Directions: The answer must consist of every line from the data that holds the string "metrics".

Entries supplied:
Issue #4085, opened 2024-06-14
installationID is not persisted


wdbaruni:
We don't persist installationID for neither client nor serve operations. This should be fixed as it is screwing up our metrics

frrist:
replaced with https://github.com/bacalhau-project/bacalhau/issues/4184

PR #4450, opened 2024-09-17
Frrist/metrics/include instance

frrist:
Decouples the metadata store from the repo, allow service that accept only a config to read the contents of metadata stored in the repo.
feat: client and server include ids in job meta
  - clients pass their instance and installation id in headers, this is
      added to the jobs metadata when submitted
  - server includes their instance and installation id in meta of job.
  - Now, given a job spec it may be determined which node submitted the job
    and which node receieved the submission


cmd/cli/serve/serve.go
```diff
@@ -247,14 +251,19 @@ func serve(cmd *cobra.Command, cfg types.Bacalhau, fsRepo *repo.FsRepo) error {
...
 	if !cfg.DisableAnalytics {
-		installationID, err := fsRepo.ReadInstallationID()
+		installationID, err := metastore.ReadInstallationID()
 		if err != nil {
 			log.Trace().Err(err).Msg("failed to read installationID")
 		}
+		instanceID, err := metastore.ReadInstanceID()
+		if err != nil {
+			log.Trace().Err(err).Msg("failed to read instanceID")
+		}
```
wdbaruni, line 261: trace are mainly for more granular and request level logging. It might be useful to use debug level here

cmd/util/api.go
```diff
@@ -34,13 +35,24 @@ func GetAPIClientV2(cmd *cobra.Command, cfg types.Bacalhau) (clientv2.API, error
...
 
+	metastore := repo.NewMetadataStore(cfg.DataDir)
+	installationID, err := metastore.ReadInstallationID()
+	if err != nil {
+		return nil, err
+	}
+	instanceID, err := metastore.ReadInstanceID()
+	if err != nil {
+		return nil, err
+	}
```
wdbaruni, line 46: these should be best effort instead of failing the request

cmd/util/api.go
```diff
@@ -34,13 +35,24 @@ func GetAPIClientV2(cmd *cobra.Command, cfg types.Bacalhau) (clientv2.API, error
...
-		apimodels.HTTPHeaderBacalhauBuildDate:  {bv.BuildDate.UTC().String()},
-		apimodels.HTTPHeaderBacalhauBuildOS:    {bv.GOOS},
-		apimodels.HTTPHeaderBacalhauArch:       {bv.GOARCH},
+		apimodels.HTTPHeaderBacalhauGitVersion:          {bv.GitVersion},
+		apimodels.HTTPHeaderBacalhauGitCommit:           {bv.GitCommit},
+		apimodels.HTTPHeaderBacalhauBuildDate:           {bv.BuildDate.UTC().String()},
+		apimodels.HTTPHeaderBacalhauBuildOS:             {bv.GOOS},
+		apimodels.HTTPHeaderBacalhauArch:                {bv.GOARCH},
+		apimodels.HTTPHeaderBacalhauBuildInstallationID: {installationID},
+		apimodels.HTTPHeaderBacalhauInstanceID:          {instanceID},
```
wdbaruni, line 55: should be `HTTPHeaderBacalhauInstallationID` instead of `HTTPHeaderBacalhauBuildInstallationID`. Also should we always send the headers or only if they have values?

pkg/node/requester.go
```diff
@@ -53,6 +53,11 @@ type Requester struct {
 	debugInfoProviders []models.DebugInfoProvider
 }
 
+type MetaStore interface {
+	ReadInstallationID() (string, error)
+	ReadInstanceID() (string, error)
+}
+
```
wdbaruni, line 60: why introducing an interface instead of just passing the actual metastore to `NewRequesterNode`?

pkg/node/requester.go
```diff
@@ -209,11 +215,21 @@ func NewRequesterNode(
...
 	}
 
+	instanceID, err := metaStore.ReadInstanceID()
+	if err != nil {
+		return nil, err
+	}
+	installationID, err := metaStore.ReadInstallationID()
+	if err != nil {
+		return nil, err
+	}
```
wdbaruni, line 225: This is a common pattern I am seeing in different places in the code where we should treat these as best effort instead of failing. My recommendation is to have the metastore handle the failures internally by just logging and returning an empty id. If there are cases where you need to fail, then you can introduce `MustReadInstanceID()` methods.

What would be nice is:
1. Have the metastore read the ids from disk only once the first time a getter is called, store the entries in-memory and then serve subsequent requests from memory
2. If a failure happens while reading from disk, then it should log only once, and then all future calls will just get an empty id without more logging

pkg/orchestrator/endpoint.go
```diff
@@ -62,6 +62,9 @@ func (e *BaseEndpoint) SubmitJob(ctx context.Context, request *SubmitJobRequest)
 		analytics.EmitEvent(ctx, analytics.NewEvent(analytics.SubmitJobEventType, submitEvent))
 	}()
 
+	job.Meta[models.MetaClientInstallationID] = request.ClientInstallationID
+	job.Meta[models.MetaClientInstanceID] = request.ClientInstanceID
```
wdbaruni, line 66: should we only set these if the request has these metadata?

pkg/orchestrator/transformer/job.go
```diff
@@ -115,6 +115,22 @@ func RequesterInfo(requesterNodeID string) JobTransformer {
...
+}
+
+func OrchestratorInstallationID(installationID string) JobTransformer {
+	f := func(ctx context.Context, job *models.Job) error {
+		job.Meta[models.MetaServerInstallationID] = installationID
+		return nil
+	}
+	return JobFn(f)
+}
+
```
wdbaruni, line 133: the same here

pkg/repo/sysmeta.go
```diff
@@ -77,13 +90,13 @@ func (fsr *FsRepo) ReadLastUpdateCheck() (time.Time, error) {
...
 	return fsr.updateExistingMetadata(func(m *SystemMetadata) {
 		m.LastUpdateCheck = lastUpdateCheck
 	})
 }
 
-func (fsr *FsRepo) ReadInstallationID() (string, error) {
+func (fsr *MetadataStore) ReadInstallationID() (string, error) {
 	sysmeta, err := fsr.readMetadata()
 	if err != nil {
 		return "", err
```
wdbaruni, line 102: installationID should no longer be in the meta store. It is fine to keep the method here if you prefer, but the source is not `system_metadata.yaml`

cmd/cli/serve/serve.go
frrist: changing to trace

cmd/util/api.go
frrist: Will modify to log a debug message, and only include in headers if found and non-empty.

cmd/util/api.go
frrist: will only include if value is present: https://github.com/bacalhau-project/bacalhau/pull/4450#discussion_r1767521569

pkg/node/requester.go
frrist: To prevent the receivers of the type from calling methods that can modify the contents of the store - this is a read only store given this interface. It will also make testing easier in the future.

pkg/repo/sysmeta.go
frrist: Keeping it in the store prevents it from being scattered in different files. This was the design we decided here: https://www.notion.so/expanso/Rethinking-Configuration-435fbe87419148b4bbc5119d413786eb?pvs=4#5d5f7298b9ef4ab4bcb1fd6a44ca8c30. Additionally, for users migrating from v1.4.0 to v1.5.0, the installationID will be moved to the metadata store from its previous location the config file.

I know we discussed this in our meeting; How would you like to proceed here?
We can continuing doing what we do now and keep it in the store, or we can modify the metadata store to check both locations - its internal file and the file produced by the installation script. The latter feels like unnecessary complexity and coupling with the implementation of the install script.

wdbaruni: We know the installationID is not persisted in v1.4.0 https://github.com/bacalhau-project/bacalhau/issues/4085. The discussion to set the installationID outside of repo happened few weeks ago after the design doc, and that why you already changed the install script to write to the new location.

Lets please continue with the implementation to just check the new location

frrist: iirc https://github.com/bacalhau-project/bacalhau/issues/4085 was about adding the installationID to the job metadata, not persisting it to the filesysystem

frrist: Does this mean we should change the migration here? https://github.com/bacalhau-project/bacalhau/blob/main/pkg/repo/migrations/v3_4.go#L57. i.e. where do we put an installationID for users that already have on in their config?

pkg/node/requester.go
frrist: I have modified this slightly such that the entire metadata struct is returned rather than reading individual fields.

pkg/orchestrator/transformer/job.go
frrist: done.

pkg/repo/sysmeta.go
frrist: I have removed the installationID bits from the migration

cmd/util/api.go
```diff
@@ -35,24 +36,25 @@ func GetAPIClientV2(cmd *cobra.Command, cfg types.Bacalhau) (clientv2.API, error
...
+	}
+
+	sysmeta, err := repo.LoadSystemMetadata(cfg.DataDir)
+	if err == nil {
+		if sysmeta.InstanceID != "" {
+			headers[apimodels.HTTPHeaderBacalhauInstanceID] = []string{sysmeta.InstanceID}
+		}
+		if installationID := config.ReadInstallationID(); installationID != "" {
+			headers[apimodels.HTTPHeaderBacalhauInstallationID] = []string{installationID}
+		}
```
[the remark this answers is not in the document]
frrist: This is addressed by your change merged in here.

pkg/node/requester.go
```diff
@@ -215,23 +212,24 @@ func NewRequesterNode(
...
+		if installationID := config.ReadInstallationID(); installationID != "" {
+			jobTransformers = append(jobTransformers, transformer.OrchestratorInstallationID(installationID))
+		}
+		if sysmeta.InstanceID != "" {
+			jobTransformers = append(jobTransformers, transformer.OrchestratorInstanceID(sysmeta.InstanceID))
+		}
+	} else {
+		log.Debug().Err(err).Msg("failed to read system metadata from repo")
+	}
+
```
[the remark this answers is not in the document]
frrist: also addressed by your change merged here

wdbaruni (approved):

PR #4454, opened 2024-09-18
add hint to get job downloads

udsamani:


cmd/util/printer/job_progress_printer.go
```diff
@@ -109,7 +109,7 @@ func NewJobProgressPrinter(client clientv2.API, runtimeSettings *cliflags.RunTim
 
 // PrintJobProgress displays the job progress depending upon on cli runtime
 // settings
-func (j *JobProgressPrinter) PrintJobProgress(ctx context.Context, jobID string, cmd *cobra.Command) error {
+func (j *JobProgressPrinter) PrintJobProgress(ctx context.Context, job *models.Job, jobID string, cmd *cobra.Command) error {
```
wdbaruni, line 112: nit: you don't need to pass both `job` and `jobID`

udsamani: Acknowledged. My  bad missed that. Fixing it!

PR #357, opened 2018-11-29
Be explicit about what the specversion string is

duglin:
We never actually said if its 0.1 or v0.1 or something else.


duglin:
Approved on 11/29 call

Issue #330, opened 2018-10-15
What is the recommended way to handle multiple records per event ?


fsunaval:
AWS S3 and many other cloud providers provide multiple records per event.

E.g. the event notification format for S3 is as follows.
https://docs.aws.amazon.com/AmazonS3/latest/dev/notification-content-structure.html

{  
   "Records":[  
      {  
         "eventVersion":"2.0",
         "eventSource":"aws:s3",
         "awsRegion":"us-east-1",
         "eventTime":The time, in ISO-8601 format, for example, 1970-01-01T00:00:00.000Z, when S3 finished processing the request,
         "eventName":"event-type",
         "userIdentity":{  
            "principalId":"Amazon-customer-ID-of-the-user-who-caused-the-event"
         },
         "requestParameters":{  
            "sourceIPAddress":"ip-address-where-request-came-from"
         },
         "responseElements":{  
            "x-amz-request-id":"Amazon S3 generated request ID",
            "x-amz-id-2":"Amazon S3 host that processed the request"
         },
         "s3":{  
            "s3SchemaVersion":"1.0",
            "configurationId":"ID found in the bucket notification configuration",
            "bucket":{  
               "name":"bucket-name",
               "ownerIdentity":{  
                  "principalId":"Amazon-customer-ID-of-the-bucket-owner"
               },
               "arn":"bucket-ARN"
            },
            "object":{  
               "key":"object-key",
               "size":object-size,
               "eTag":"object eTag",
               "versionId":"object version if bucket is versioning-enabled, otherwise null",
               "sequencer": "a string representation of a hexadecimal value used to determine event sequence, 
                   only used with PUTs and DELETEs"            
            }
         }
      },
      {
          // Additional events
      }
   ]
}  

A typical scenario this can happen is when I push records to S3 via kinesis firehose.  It will chunk the records into individual large objects, thus producing just one notification and allowing the user function to parse multiple records with one lambda function call.

My question is:
How can I convert such an event to cloudevent format ?
If the answer is "This is not supported and the event source should not do it" I am fine with that too.
But am open to hearing suggestions from the community.

thanks,
Farhad.

fsunaval:
Yes, complete multiple event records stuffed inside one event notification. 
Splitting them into multiple CloudEvents is easily doable but it will create a massive burst of CloudEvents.
[...]

Issue #282, opened 2018-07-29
Support multiple events for HTTP binding


lennygran:
There are use cases where multiple events should be sent via single web-hook request (aka batching.) Currently it assumes a single event for both, structured and binary modes. Does the HTTP binding in structured mode plan to support it?

rperelma:
See also https://github.com/cloudevents/spec/issues/330

duglin:
@lennygran given #330 what are your thoughts on this?

dmigliori:
I feel like the "conclusion" of many issues that generate a good discussion, but result in no changes to the spec, should still be included in the introductory documentation.  This will enable implementers to have their questions answered as they read the documentation, rather than search closed issues for their answers.

duglin:
@dmigliori yup - feel free to open up PRs to enhance the Primer doc. Any insight into our design choices will only help people understand things.

duglin:
@lennygran given #330 what are your thoughts on this?

cneijenhuis:
To clarify what I said in #330 :
I do not think that a single CloudEvent should contain multiple events. However, a transport layer may offer the possibility to transmit or receive multiple events in a single API call. Once we have the mapping between a (single) CloudEvent to a (single) transport layer event, it is trivial to use the API for transmitting multiple transport layer events with CloudEvents.

The HTTP binding is a transport layer, and therefore my comments in #330 imply that this would be the right layer to implement batching.

---

That said, most other transport layers supporting batching have a middle layer that allows to decouple batching between the producer and the consumer. E.g. the producer may batch 3 messages together, but the consumer batches with 10 messages, or none.

This assumption doesn't necessarily hold for HTTP. The problem I am seeing, in the context of a FaaS that allows to consume HTTP webhooks but doesn't have native support of CloudEvents, is that the producer then effectively reduces the parallelism. E.g. ideally, if there are 10 events, I'd like to have 10 function instances working on them in parallel. However, if the producer batches 10 events into a single HTTP webhook, only one function will be invoked that has to process all 10 events sequentially.

Therefore, I think batching should only be used (by the producer) to the extent the consumer wants to support it. Ideally the consumer is a middleware, and can re-arrange the batch sizes as necessary. But if it isn't, the consumer should be able to receive events one-by-one.

That would either have to go into the initial registration of the webhook, or we could introduce a third mode (e.g. structured-batched).

deissnerk:
[...]

PR #360, opened 2018-12-06
Transports are responsible for batching messages

cneijenhuis:
Follow up to the discussions in #330 and #282 : Since it seems to be a frequently asked question, we should somewhere in the spec write down how to handle multiple messages.

I think the `primer.md` is the place that fits best. I'm not sure if the Design Goal section is a perfect fit, but I didn't find a better place.

### DIFF
--- a/primer.md
+++ b/primer.md
@@ -119,7 +119,8 @@ and transports (e.g. HTTP, AMQP, Kafka).
 
 Batching of multiple events into a single API call is natively supported by some
 transports. To aid interoperability, it is left up to the transports if and how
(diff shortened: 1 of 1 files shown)


duglin:
LGTM

cneijenhuis:
@Tapppi Does https://github.com/cloudevents/spec/pull/360/commits/ed3b17ef8990cf16c50981409515ea2c7a50f0d4 address what you've asked for in last weeks call?

duglin:
Approved on the Jan 17 call

PR #361, opened 2018-12-12
Specify range of Integer type exactly

alanconway:
"32 bit integer" is under-specified, there are multiple ways to encode an
integer in 32 bits with different ranges (signed, unsigned, twos-complement,
ones-complement etc.)

Proposed new wording: "signed 32-bit twos-complement"

### DIFF
--- a/spec.md
+++ b/spec.md
@@ -107,7 +107,7 @@ platform/vendor specific protocols (AWS Kinesis, Azure Event Grid).
 
 The following abstract data types are available for use in attributes.
 
-- `Integer` - A 32-bit whole number.
+- `Integer` - A whole number in the range −2,147,483,647 to +2,147,483,647 inclusive. This is the range of a signed 32-bit twos-complement representation. Event formats do not have to use this encoding, but they MUST only use `Integer` values in this range.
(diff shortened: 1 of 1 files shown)


duglin:
@alanconway can you please sign your commit?

spec.md
```diff
@@ -107,7 +107,7 @@ platform/vendor specific protocols (AWS Kinesis, Azure Event Grid).
 
 The following abstract data types are available for use in attributes.
 
-- `Integer` - A 32-bit whole number.
+- `Integer` - A whole number in the range −2,147,483,647 to +2,147,483,647 inclusive. This is the range of a signed 32-bit twos-complement representation. Event formats do not have to use this encoding, but they MUST only use `Integer` values in this range.
```
duglin: Can you wrap this at 80 columns - so it matches the rest of the doc?

duglin: https://en.wikipedia.org/wiki/32-bit shows it as "...,648" not "...,647" for the low range.

alanconway: Thanks, fixed both. All green now :)

duglin: thanks

duglin:
Approved on the Jan 17 call

PR #363, opened 2019-01-02
s/contenttype/datacontenttype/g

### LINKED ISSUE #354: Rename "contenttype" to "datatype"
From looking at the RocketMQ PR (#352) I think there's going to be some confusion going forward between the CloudEvents "contenttype" property and a transport-level "ContentType" property. I might be mistaken but I believe that in #352 they're using the CE one in place of a transport level one. We need to make it clear the the CloudEvents "contenttype" property is NOT about the encoding of the CloudEvent, rather its about the encoding of the "data" property - nothing else. I believe that using a well-known (and a bit vague) phase like "Content Type" might cause more confusion going forward. To help, I suggest that we rename it to something that more clearly scopes it to its intended usage - some options:
- datatype
- dataencoding
- datacontenttype

I have a slight preference for `datatype`.

This does make me wonder about the relationship between this property and the `schemaurl` property. Conceptually, I understand the two but I wonder if we really need to split them into two separate properties. For example, could the `schemaurl` information not be encoded into the `datatype` as an extra parameter - if needed. It might be worth noting that https://en.wikipedia.org/wiki/List_of_HTTP_header_fields doesn't show a `schemaurl` type of HTTP header.

I'd like to hear some thoughts on this before I open a PR for either, or both, topics.

duglin:
Closes #354

2 reasons for this change:
1 - it just makes sense to me that if you have a `foo` property, then
    the property the describes its type is called `footype`, not `bartype`.
2 - when a transport, like http, already has a `contenttype` property, there
    could be unnecessary confusion when the CloudEvents property is serialized
	along side the transport one. Meaning, people might use the wrong one
	since their names are almost the same.

### DIFF
--- a/json-format.md
+++ b/json-format.md
@@ -113,7 +113,7 @@ The following table shows exemplary mappings:
 | source             | URI-reference | "/mycontext"
 | id                 | String        | "1234-1234-1234"
 | time               | Timestamp     | "2018-04-05T17:31:00Z"
-| contenttype        | String        | "application/json"
+| datacontenttype    | String        | "application/json"
 | data               | String        | "<much wow=\"xml\"/>"
 | data               | Binary        | "Q2xvdWRFdmVudHM="
 | data               | Map           | { "objA" : "vA", "objB", "vB" }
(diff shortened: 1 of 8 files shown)


JemDay:
I believe this makes sense ... we _may_ need communication strategy to address the fact that this is another breaking change which has potential to impact early adopters.

Granted we're still in a sub 1.0 state but we might want to warn people off 0.2 if 0.3 (or 1.0) is considered close.

duglin:
Note: this will be discussed (and possibly resolved) on today's call and since this is a breaking change please speak up if you have any concerns.

json-format.md
```diff
@@ -141,17 +141,18 @@ in [Section 2.3.](#23-mapping-any-typed-attributes), with two additional
...
+
+If the `datacontenttype` value is either ["application/json"][RFC4627] or any
+media type with a [structured +json suffix][RFC6839], the implementation MUST
+translate the `data` attribute value into a [JSON value][JSON-Value], and set
+the `data` attribute of the envelope JSON object to this JSON value.
+
+If the `datacontenttype` value does not follow the
+[structured +json suffix][RFC6839] but is known to use JSON encoding, the
+implementation MUST translate the `data` attribute value into a
+[JSON value][JSON-Value], and set the `data` attribute of the envelope
```
duglin: Just the name change here... but things go pushed past 80 columns so I had to wrap stuff earlier.

duglin:
Per the call yesterday I've changed the name to `DataContentType` - please review for next week's call.

duglin:
Just a poke to remind people to review this one as it's an attribute name change - this will come up today's call.

PR #366, opened 2019-01-10
Add Integer as allowed for Any in description of variant type

Tapppi:
In https://github.com/cloudevents/spec/commit/3248e31cabace2c8d8d8da46a033923d598c1bfb `Integer` was added as an allowed shape of the variant type `Any`, but the modification was left out of the later description of the variant type, which also lists the allowed shapes. Added `Integer` to the list and made it the same textual style as in the type list. So no normative changes.

Another possibility is to just change the text describing the variant type to refer to the type list instead of repeating the list.

### DIFF
--- a/spec.md
+++ b/spec.md
@@ -111,19 +111,16 @@ The following abstract data types are available for use in attributes.
 - `String` - Sequence of printable Unicode characters.
 - `Binary` - Sequence of bytes.
 - `Map` - `String`-indexed dictionary of `Any`-typed values.
-- `Any` - Either a `String`, or a `Binary`, or a `Map`, or an `Integer`.
+- `Any` - Either a `Binary`, `Integer`, `Map` or `String`.
 - `URI-reference` - String expression conforming to `URI-reference`
   as defined in
   [RFC 3986 §4.1](https://tools.ietf.org/html/rfc3986#section-4.1).
 - `Timestamp` - String expression as defined in
   [RFC 3339](https://tools.ietf.org/html/rfc3339).
 
-This specification does not define numeric or logical types.
-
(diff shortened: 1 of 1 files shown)


spec.md
```diff
@@ -120,8 +120,8 @@ The following abstract data types are available for use in attributes.
 
 This specification does not define numeric or logical types.
 
-The `Any` type is a variant type that can take the shape of either a
-`String` or a `Binary` or a `Map`. The type system is intentionally
+The `Any` type is a variant type that can take the shape of either a `String`,
+or a `Binary`, or a `Map`, or an `Integer`. The type system is intentionally
```
duglin: @Tapppi we discussed this on today's call and people are ok with the general direction. They did, however, want to make some minor editorial changes - would you be ok with:
... take the shape of either a `Binary`, `Integer`, `Map` or `String`.
Basically, alphabetize, remove the extra "or a"s and the extra comma.

duglin:
@Tapppi will you have a chance to make these minor tweaks?

Tapppi:
@duglin Sure, I think I'll have time tomorrow/wednesday to incorporate the changes. However, do we also want to fix the spelling to be consistent in the data type list above the variant description being changed now? I think it is rather odd to have two wordings for the same thing in a normative spec.

duglin:
LGTM  - thanks @Tapppi 

Can I get one more LGTM and then we can merge since the changes are consistent with what the group agreed to on the last call?

duglin:
Approved on the Jan 24 call with the edit that the "This specification does not define numeric or logical types." line should be removed. Change is now made, so merging.

thanks @Tapppi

Your solution:
We don't persist installationID for neither client nor serve operations. This should be fixed as it is screwing up our metrics
Frrist/metrics/include instance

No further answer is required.